Business Times: Thu, Mar 01
  BIDDERS from Singapore completed the largest number of transactions as corporate Indonesia witnessed a record year for merger and acquisition (M&A) activity. The 12-month M&A activity for Indonesia ended Jan 31, 2012, saw 78 transactions wo…

BIDDERS from Singapore completed the largest number of transactions as corporate Indonesia witnessed a record year for merger and acquisition (M&A) activity.

The 12-month M&A activity for Indonesia ended Jan 31, 2012, saw 78 transactions worth a total of US$9 billion being recorded, with Singapore completing nine transactions worth US$372 million, according to a leading report released yesterday for M&A practitioners.
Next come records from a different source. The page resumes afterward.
PR #2067, opened 2020-03-19
Ensure worker pools are compatible with system components

rfranzke:
In order for the shoot's system components to run there must be at least one worker pool that either has no taints or only taints with `PreferNoSchedule` effect. Otherwise, end-users can exclude them from their nodes, causing the shoot reconciliation to fail:

```
Events:
  Type     Reason             Age                   From                Message
  ----     ------             ----                  ----                -------
  Warning  FailedScheduling   <unknown>             default-scheduler   0/2 nodes are available: 2 node(s) had taints that the pod didn't tolerate.
  Warning  FailedScheduling   <unknown>             default-scheduler   0/2 nodes are available: 2 node(s) had taints that the pod didn't tolerate.
  Normal   NotTriggerScaleUp  11s (x11 over 2m31s)  cluster-autoscaler  pod didn't trigger scale-up (it wouldn't fit if a new node is added): 1 node(s) had taints that the pod didn't tolerate
```

/cc @ggaurav10 

**Release note**:

```noteworthy user
It must now be ensured that the `Shoot` specification contains at least one worker pool with either no taints or only taints with `PreferNoSchedule` effect. This is to make sure that the system components (CoreDNS, vpn-shoot, etc.) can be scheduled correctly.
```

### DIFF
--- a/pkg/apis/core/validation/shoot.go
+++ b/pkg/apis/core/validation/shoot.go
@@ -1032,10 +1032,13 @@ func validateTaintEffect(effect *corev1.TaintEffect, allowEmpty bool, fldPath *f
 
 // ValidateWorkers validates worker objects.
 func ValidateWorkers(workers []core.Worker, fldPath *field.Path) field.ErrorList {
-	allErrs := field.ErrorList{}
+	var (
+		allErrs = field.ErrorList{}
 
-	workerNames := make(map[string]bool)
-	atLeastOneActivePool := false
+		workerNames                        = make(map[string]bool)
+		atLeastOneActivePool               = false
+		atLeastOnePoolWithCompatibleTaints = len(workers) == 0
+	)
 
 	for i, worker := range workers {
 		if worker.Minimum != 0 && worker.Maximum != 0 {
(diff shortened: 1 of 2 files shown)


pkg/apis/core/validation/shoot.go
```diff
@@ -1046,12 +1049,31 @@ func ValidateWorkers(workers []core.Worker, fldPath *field.Path) field.ErrorList
...
+			for _, taint := range worker.Taints {
+				if taint.Effect != corev1.TaintEffectPreferNoSchedule {
+					onlyPreferNoScheduleEffectTaints = false
+					break
+				}
+			}
+			if onlyPreferNoScheduleEffectTaints {
+				atLeastOnePoolWithCompatibleTaints = true
+			}
+		}
```
```suggestion
		} else if len(worker.Taints) == 1 && worker.Tains[0].Effect ==  corev1.TaintEffectPreferNoSchedule {
		        atLeastOnePoolWithCompatibleTaints = true
		}
```

ggaurav10: This block can go inside the following `if` check, right?
```
if atLeastOnePoolWithCompatibleTaints != true
```
Basically no need to process all worker groups if we have found atleast 1 favourable worker group.

timuthy (changes requested):
LGTM, just a suggestion.

ggaurav10 (commented):
One minor suggestion. Looks good otherwise.

pkg/apis/core/validation/shoot.go
rfranzke: Why do we need to handle this case specially? It's covered by the general case already.

rfranzke: done

timuthy: It replaces the case entirely to get rid of the for loop.

timuthy: But now it's resolved anyway since it's been moved to a switch case.

rfranzke: I don't get it, sorry. What if I have `NoExecute` taints in the first three pools, the fourth one has `PreferNoSchedule` and the next five pools have `NoExecute` as well?

pkg/apis/core/validation/shoot.go
```diff
@@ -1046,12 +1049,33 @@ func ValidateWorkers(workers []core.Worker, fldPath *field.Path) field.ErrorList
 			allErrs = append(allErrs, field.Duplicate(fldPath.Index(i).Child("name"), worker.Name))
 		}
 		workerNames[worker.Name] = true
+
+		switch {
+		case atLeastOnePoolWithCompatibleTaints:
+		case len(worker.Taints) == 0:
```
ggaurav10, line 1055:
```suggestion
		case atLeastOnePoolWithCompatibleTaints, len(worker.Taints) == 0:
```
This would be the correct way to mention multiple cases simultaneously.

ggaurav10 (changes requested):

pkg/apis/core/validation/shoot.go
rfranzke: This was not my intention, although it doesn't make a big difference:
1. If `atLeastOnePoolWithCompatibleTaints` is `true` then nothing is done (first case)
1. If `len(worker.Taints) == 0` is `true` then `atLeastOnePoolWithCompatibleTaints` is set to `true` (second case)
1. Otherwise, the loop is executed (third case).

ggaurav10: ah yes. Thanks for correcting.

ggaurav10 (approved):

pkg/apis/core/validation/shoot.go
timuthy: Agree. Sorry for the confusion.

rfranzke: As discussed, will add more test cases.

timuthy (approved):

The nine transactions completed by Singapore-based bidders were in a diverse range of industries, highlighting the breadth of investment potential in neighbouring Indonesia. With two of these transactions completed in the energy sector, the rest of the deals were in transportation, consumer food, real estate, construction, financial services, Internet and e-commerce and in other services.

Although Singapore-based bidders recorded the highest number of transactions in Indonesia, Japan was the most prominent country in the South-east Asian nation’s M&A activity in terms of value and volume, with US$1.1 billion across six deals from February 2011 to January this year. The largest Japanese transaction of the year was Mitsui Sumitomo Insurance’s US$827 million, 50 per cent stake acquisition in life insurance provider PT Asuransi Jiwa Sinarmas (Sinarmas Life Insurance), according to the report.
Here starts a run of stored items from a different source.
PR #2071, opened 2020-03-19
Validate project namespace is not in use

timuthy:
This PR checks that a namespace specified in projects resources (`project.spec.namespace`) is not already taken by another project.

**Release note**:

```noteworthy user
Gardener now checks that a namespace specified in project resources (`project.spec.namespace`) is not already taken by another project.
```

### DIFF
--- a/plugin/pkg/global/resourcereferencemanager/admission.go
+++ b/plugin/pkg/global/resourcereferencemanager/admission.go
@@ -267,7 +267,8 @@ func (r *ReferenceManager) Admit(ctx context.Context, a admission.Attributes, o 
 			return nil
 		}
 		// Set createdBy field in Project
-		if a.GetOperation() == admission.Create {
+		switch a.GetOperation() {
+		case admission.Create:
 			project.Spec.CreatedBy = &rbacv1.Subject{
 				APIGroup: "rbac.authorization.k8s.io",
 				Kind:     rbacv1.UserKind,
@@ -288,6 +289,16 @@ func (r *ReferenceManager) Admit(ctx context.Context, a admission.Attributes, o 
 				}
 
 				project.Spec.Owner = owner
+			}
+
+			err = r.ensureProjectNamespace(project)
+		case admission.Update:
+			oldProject, ok := a.GetOldObject().(*core.Project)
+			if !ok {
+				return apierrors.NewBadRequest("could not convert old resource into Project object")
+			}
+			if oldProject.Spec.Namespace == nil && project.Spec.Namespace != nil {
+				err = r.ensureProjectNamespace(project)
 			}
 		}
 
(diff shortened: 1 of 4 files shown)


plugin/pkg/global/resourcereferencemanager/admission.go
```diff
@@ -308,6 +308,18 @@ func (r *ReferenceManager) Admit(ctx context.Context, a admission.Attributes, o
 				})
 			}
 		}
+
```
rfranzke: I guess it makes sense to only perform this list + for loop if the operation is either `CREATE`, or if it is `UPDATE` **and** the namespace has changed.

rfranzke (changes requested):

plugin/pkg/global/resourcereferencemanager/admission.go
timuthy: Done

rfranzke:
Can you drop commit 4439cbae5e424db7768b14690298304377b941aa? It's already merged as part of #2072.

timuthy:
> Can you drop commit 4439cba? It's already merged as part of #2072.

Okay, should be good now :D

rfranzke (approved):
/lgtm, thank you! :)

plugin/pkg/global/resourcereferencemanager/admission_test.go
```diff
@@ -600,6 +603,84 @@ var _ = Describe("resourcereferencemanager", func() {
...
+				Expect(err).To(Not(HaveOccurred()))
+			})
+
+			It("should allow specifying a namespace which is not in use (update)", func() {
+				projectOld := project.DeepCopy()
+				projectCopy := project.DeepCopy()
+				project.Spec.Namespace = pointer.StringPtr("garden-foo")
+				projectCopy.Name = "project-2"
+				projectCopy.Spec.Namespace = pointer.StringPtr("garden-bar")
+				gardenCoreInformerFactory.Core().InternalVersion().Projects().Informer().GetStore().Add(&projectCopy)
```
timebertt, line 627: On update the informer will already have the old project, right?
So, I guess, it makes sense to add it also in the test, because you are listing all projects in `ensureProjectNamespace ()`.
```suggestion
				gardenCoreInformerFactory.Core().InternalVersion().Projects().Informer().GetStore().Add(&projectOld)
				gardenCoreInformerFactory.Core().InternalVersion().Projects().Informer().GetStore().Add(&projectCopy)
```

plugin/pkg/global/resourcereferencemanager/admission_test.go
```diff
@@ -600,6 +603,84 @@ var _ = Describe("resourcereferencemanager", func() {
 					},
 				})))
 			})
+
+			It("should allow specifying a namespace which is not in use (create)", func() {
+				project.Spec.Namespace = pointer.StringPtr("garden-foo")
+				projectCopy := project.DeepCopy()
+				projectCopy.Name = "project-2"
+				projectCopy.Spec.Namespace = pointer.StringPtr("garden-bar")
+				gardenCoreInformerFactory.Core().InternalVersion().Projects().Informer().GetStore().Add(&projectCopy)
```
timebertt, line 612: This call actually errors because you are adding a pointer to `projectCopy` (which is already a `*core.Project`).
The test still compiles as the parameter is an `interface{}`, but the call errors and there will be no object in the store. 
But the test is therefore incorrect and will still pass, because you ignore the returned error.

I know, we do that in a lot of tests and IMHO we should stop ignoring errors returned by calls like this and always wrap such setup methods in `Expect(...).To(Succeed())`. Otherwise we may end up with incorrect tests that will pass.

Can you do that for all new test cases you added here?

```suggestion
				Expect(gardenCoreInformerFactory.Core().InternalVersion().Projects().Informer().GetStore().Add(projectCopy)).To(Succeed())
```

timebertt (changes requested):
Sorry, I wasn't fast enough.
Still, I would like to request some changes in the tests :)

plugin/pkg/global/resourcereferencemanager/admission_test.go
timebertt: addressed with #2075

In terms of bidder geography, inbound deals by Asia-Pacific bidders accounted for 72 per cent of Indonesia’s M&A deal count while 28 per cent of bidders were from outside Asia, with US bidders completing the most transactions, while UK bidders also played a prominent role.

The largest deal of the period, for instance, was UK-based Vallar plc’s US$2.3 billion bid for a 75 per cent stake in PT Bumi Resources Minerals, which was a particularly newsworthy transaction involving major shareholder, Bakrie Group, and a significant restructuring.
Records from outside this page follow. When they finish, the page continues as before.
PR #2073, opened 2020-03-19
Add alpha scaling annotation to circumvent node criteria

rfranzke:
This PR adds an alpha annotation that can be used for shoots in order to decide the initial kube-apiserver size. As of today this is decided based on the minimum or maximum number of worker nodes. Though, this is only an approximation and does not work generally. Eventually, HVPA (if activated) takes care of scaling, though, for some use-cases an initially largely proportioned API server is required.

/cc @ggaurav10 @amshuman-kr 

**Release note**:

```improvement operator
NONE
```

### DIFF
--- a/pkg/operation/common/types.go
+++ b/pkg/operation/common/types.go
@@ -290,6 +290,13 @@ const (
 	// SecretRefChecksumAnnotation is the annotation key for checksum of referred secret in resource spec.
 	SecretRefChecksumAnnotation = "checksum/secret.data"
 
+	// ShootAlphaScalingAPIServerClass is a constant for an annotation on the shoot stating the initial API server class.
+	// It influences the size of the initial resource requests/limits.
+	// Possible values are [small, medium, large, xlarge, 2xlarge].
+	// Note that this annotation is alpha and can be removed anytime without further notice. Only use it if you know
+	// what you do.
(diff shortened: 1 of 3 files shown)


danielfoehrKn (dismissed):

ggaurav10 (dismissed):

pkg/operation/common/types.go
```diff
@@ -290,6 +290,12 @@ const (
 	// SecretRefChecksumAnnotation is the annotation key for checksum of referred secret in resource spec.
 	SecretRefChecksumAnnotation = "checksum/secret.data"
 
+	// ShootAlphaScalingAPIServerSize is a constant for an annotation on the shoot stating the initial API server size.
+	// Possible values are [small, medium, large, xlarge, 2xlarge].
+	// Note that this annotation is alpha and can be removed anytime without further notice. Only use it if you know
+	// what you do.
+	ShootAlphaScalingAPIServerSize = "alpha.kube-apiserver.scaling.shoot.gardener.cloud/size"
```
vpnachev: why not
```suggestion
	ShootAlphaScalingAPIServerSize = "alpha.kube-apiserver.scaling.shoot.gardener.cloud/class"
```

rfranzke: Makes sense, thanks. I was first using size but later decided to call it 'class' and forgot to rename it. PTAL again :)

vpnachev (approved):
/approve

The report, Spotlight, jointly produced by global risk management company Kroll and independent M&A intelligence service mergermarket expects Indonesia to see continued strong M&A activity, particularly in the technology, media and telecommunications, financial services, energy and mining & utilities sectors. However, it highlighted certain challenges that potential bidders may face.

‘Investing in emerging markets is always challenging for investors. Indonesia in particular requires deep local insight into the market and potential target companies, as various reforms continue to raise both opportunities and challenges for potential bidders,’ said David Wildman, managing director and head of Business Intelligence and Investigations practice for Southeast Asia and Pacific region at Kroll. New Launch 26 Newton will see very high demand.

‘Many investors interested in Indonesia tend to seek help from local third-party advisers or partners to assist with administrative functions during a transaction,’ said Mr Wildman.

‘However these intermediaries may not necessarily have sufficient understanding of global anti-corruption legislation. Overlooking such legislation can lead to costly violations for investors in their home markets.

‘Additionally, investors also need to be aware of other operational pitfalls that may impact their business such as the state of local infrastructure and the integrity of business partners. These risks often vary according to sector.’